The movie recieved 2.5 stars.  I'll see it.  You may want to look up the reviews to see what critics are saying about it.


----------



## Phenix_Rider (Mar 25, 2011)

billcihak said:


> The movie recieved 2.5 stars. I'll see it. You may want to look up the reviews to see what critics are saying about it.


 
Best review I saw was "It's a 14 year old boy's wet dream."
That clear enough?

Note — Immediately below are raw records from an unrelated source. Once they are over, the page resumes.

PR #971, opened 2022-09-01
Enable whitelisted Stargate Queries

### LINKED ISSUE #904: Use an Allow list for StargateQuery instead of completely disabling it
I was discussing the need to disable StargateQuery in the discord channel to better understand why they're completely disabled (https://discord.com/channels/737637324434833438/737643344712171600/998624457188987030). 

I would like to suggest replacing the current handler with one that contains an allow list. This way any chain that uses wasmd and has the stargate feature enabled, can just customize the allow list for the queries. If the chain takes no action, the behaviour would be equivalent to the current one (https://github.com/CosmWasm/wasmd/blob/7c7840c32a65c79e9b9525ec9488de464cbf78a0/x/wasm/keeper/query_plugins.go#L275). While chains can customize this manually by replacing the stargate querier, I think it feels inconsistent to have `StargateQuery` on cosmwasm and have it be useless in wasmd. 

As a reference, here is the previous DenyList implementation: https://github.com/CosmWasm/wasmd/blob/v0.25.0/x/wasm/keeper/query_plugins.go#L281 (thanks @jhernandezb!)

My interest in this comes from the decision from osmosis to use StargateMsg/StargateQuery for cosmwasm<->osmosis communication instead of custom bindings (https://github.com/osmosis-labs/osmosis/pull/1484#issuecomment-1176960176).

If this is of interest, I can provide a PR.

mattverse:
Resolves #904

We have a history of disabling stargate queries, as some of the queries were non-deterministic to run on the state machine. (cref: https://github.com/CosmWasm/wasmd/pull/812).

This PR introduces re-enabling stargate queries whilst ensuring determinism using proto marshalling, json marshalling and whitelists.

Note that this PR does not simply revert #812, this PR includes converting the state machine response from a proto response to a json marsahlled response so that clients can use it directly by json unmarshalling. (This is also why we now feed codec as a parameter in StargateQuerier in this PR)


x/wasm/keeper/query_plugins_test.go
```diff
@@ -528,3 +539,192 @@ func (m bankKeeperMock) GetAllBalances(ctx sdk.Context, addr sdk.AccAddress) sdk
...
+
+			wasmApp.AppCodec().MustUnmarshalJSON(jsonMarshalledOriginalBz, protoResponse)
+
+			newVersionBz, err := hex.DecodeString(tc.updatedResponse)
+			require.NoError(t, err)
+			jsonMarshalledUpdatedBz, err := keeper.ConvertProtoToJSONMarshal(protoResponse, newVersionBz, wasmApp.AppCodec())
+			require.NoError(t, err)
+
+			// json marshalled bytes should be the same since we use the same proto sturct for unmarshalling
+			require.Equal(t, jsonMarshalledOriginalBz, jsonMarshalledUpdatedBz)
```
alpe, line 722: better output
```suggestion
			require.JSONEq(t, string(jsonMarshalledOriginalBz), string(jsonMarshalledUpdatedBz))
```

x/wasm/keeper/query_plugins_test.go
```diff
@@ -528,3 +539,192 @@ func (m bankKeeperMock) GetAllBalances(ctx sdk.Context, addr sdk.AccAddress) sdk
...
+			if tc.expectedError {
+				require.Error(t, err)
+				return
+			}
+			require.NoError(t, err)
+
+			// check response by json marshalling proto response into json response manually
+			jsonMarshalExpectedResponse, err := wasmApp.AppCodec().MarshalJSON(tc.expectedProtoResponse)
+			require.NoError(t, err)
+			require.Equal(t, jsonMarshalledResponse, jsonMarshalExpectedResponse)
```
alpe, line 591: you are unmarshalling an object twice into json and compare the result. It may use the same code under the hood. When you have the expected output defined as json, it would make the test more readable and ensures the result is what you want.

For better diffs:
```suggestion
			require.JSONEq(t, string(jsonMarshalledResponse), string(jsonMarshalExpectedResponse))
```

x/wasm/keeper/query_plugins_test.go
```diff
@@ -528,3 +539,192 @@ func (m bankKeeperMock) GetAllBalances(ctx sdk.Context, addr sdk.AccAddress) sdk
...
+	for _, tc := range testCases {
+		t.Run(fmt.Sprintf("Case %s", tc.name), func(t *testing.T) {
+			// set up app for testing
+			wasmApp := app.SetupWithEmptyStore(t)
+			// wasmApp := app.SetupWithEmptyStore(t)
+
+			// set up whitelist manually for testing
+			protoResponse, ok := tc.responseProtoStruct.(proto.Message)
+			require.True(t, ok)
+			keeper.StargateWhitelist.Store(tc.queryPath, protoResponse)
```
alpe, line 700: I don't think that the whitelist adds much value to this test. You may want to call `StargateQuerier` to cover it

x/wasm/keeper/stargate_bindings.go
```diff
@@ -0,0 +1,18 @@
...
+import (
+	"sync"
+)
+
+// StargateWhitelist keeps whitelist and its deterministic
+// response binding for stargate queries.
+//
+// The query can be multi-thread, so we have to use
+// thread safe sync.Map.
+var StargateWhitelist sync.Map
```
alpe, line 12: Let's make this an AcceptList to be sensible with terms

x/wasm/keeper/stargate_bindings.go
```diff
@@ -0,0 +1,18 @@
...
+
+// Define whitelists here as maps using 'StargateWhitelist'
+// e.x) StargateWhitelist.Store("/cosmos.auth.v1beta1.Query/Account", &authtypes.QueryAccountResponse{})
+func init() {
```
alpe, line 16: Any suggestions what should go in here? I would prefer to not use the init() method but set/ call this from app.go.

alpe (commented):
Thanks a lot for your contribution and driving this forward!
I still feel not very confident with enabling Stargate queries due to their history. I have commented a bit on the code but would ask @webmaster128 and @ethanfrey to comment on the status with the SDK and steps needed to enabled them again.

x/wasm/keeper/stargate_bindings.go
jhernandezb: I'll also prefer to be something to be set by app.go or similar, since this will go unnoticed for projects that may not want to enable some of the items in this potential list.

x/wasm/keeper/query_plugins_test.go
mattverse: ah nice!

x/wasm/keeper/stargate_bindings.go
mattverse: Agree with you on moving towards being more sensible with terms here, while I still feel like having `Stargate` as a part of the variable name is an important part. What do you think about `StargateAcceptList`?

x/wasm/keeper/query_plugins.go
```diff
@@ -517,6 +545,30 @@ func ConvertSdkCoinToWasmCoin(coin sdk.Coin) wasmvmtypes.Coin {
 	}
 }
 
+// ConvertProtoToJSONMarshal  unmarshals the given bytes into a proto message and then marshals it to json.
+// This is done so that clients calling stargate queries do not need to define their own proto unmarshalers,
+// being able to use response directly by json marshalling, which is supported in cosmwasm.
+func ConvertProtoToJSONMarshal(protoResponse interface{}, bz []byte, codec codec.Codec) ([]byte, error) {
+	// all values are proto message
+	message, ok := protoResponse.(proto.Message)
```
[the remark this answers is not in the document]
mattverse: Good catch!

x/wasm/keeper/query_plugins_test.go
mattverse: I'm thinking of a separate case for `StargateQuerier`, this is just a test case to ensure we have the same marshalled value and response upon proto struct change

x/wasm/keeper/stargate_bindings.go
mattverse: Should we simply remove this init method here? And then projects can simply call AcceptList.Store() or AcceptList.Load() for setter and getter for the whitelists

x/wasm/keeper/query_plugins_test.go
mattverse: Or, if you think this testing does not have much value in testing, we can simply replace this with a test for StargateQuerier.

https://github.com/osmosis-labs/osmosis/pull/2353/files#diff-b1c91ccd0545c457c9470ecc7dd0fb906193e8986db10316c9f14a1d7d3d4f26R43-R164 This is a test I'm trying to get on this PR(we can also do it on a separate PR, but having hard time in doing so due to different testing settings)

ethanfrey:
@alpe 

I feel strongly against enabling any StargateQueries by default in x/wasm or wasmd.

I have talked with the sdk team and they will be working to provide stability guarantees in the future, so we will be able to safely whitelist some queries in the future.

Some chains like Osmosis want to whitelist both their custom queries (from modules they control, can guarantee) and some standard sdk modules they feel comfortable handling.

Since there is a strong push for this, I think providing a standard way for a chain to safely enable a subset of queries makes sense. As long as the implementation seems solid, and the default behavior is same as now (no StargateQueries) unless the chain explicitly enables them, I think this is safe and happy to roll this out.

Each chain can decide how much risk they want to take and knowingly take it.

ethanfrey:
Once the above code comments are addressed, I would be happy to see this merged (and know a few chains are also excited by that)

x/wasm/keeper/query_plugins_test.go
pinosu: @mattverse I think it would be nice to have a test where you setup AcceptList and then you call StargateQuerier to verify that whithelisted queries are executed and the others return an error.

x/wasm/keeper/stargate_bindings.go
pinosu: @mattverse I agree you can simply remove the init method

alpe:
I have opened a new PR based on this to complete the feature integration. @mattverse please 👀 https://github.com/CosmWasm/wasmd/pull/1069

LOL

Machine gun toting zombie samurai nazi pirates and half naked girls.  That said, I'm looking forward to seeing it   I need to start hitting the theater on my own again.  I swear, if I have to watch another stupid chick flick...  Anyone seen "How do you know?"...  No good points whatsoever.  At least with Sucker Punch my retinas will get a workout, if not my brain cells.


----------



## Empty Hands (Mar 25, 2011)

Phenix_Rider said:


> Machine gun toting zombie samurai nazi pirates and half naked girls.



I'm in.


----------



## Aiki Lee (Mar 25, 2011)

This movie has the potential to either be very good or absolutely terrible, and nothing in between.


----------



## Nomad (Mar 25, 2011)

Rotten Tomatoes has it at 23%, which tends to make me think it's closer to absolutely terrible.  Not that I haven't disagreed with critics before...


----------



## granfire (Mar 25, 2011)

Nomad said:


> Rotten Tomatoes has it at 23%, which tends to make me think it's closer to absolutely terrible.  Not that I haven't disagreed with critics before...




Then again, there is no reason why a posetively terrible movie could not possibly be entertaining.


----------



## Omar B (Mar 25, 2011)

Who gives a damn about reviews?  Those are just opinions of other people, fallible people, people who's tastes may be similar or dramatically different from your own.  So screw reviews, watch the movie for yourself.  I think Zack's great and I can't wait to see it.


----------



## billc (Mar 25, 2011)

You had me at gun toting zombies...


----------



## Steve (Mar 25, 2011)

I saw 300 and missed having a plot more than I ever would have imagined.  It ran almost 2 hours long and when I left, I felt like I had watched all of the cutscenes from a really cool video game mashed together... but didn't get to play the game, complete with boss fights and everything.  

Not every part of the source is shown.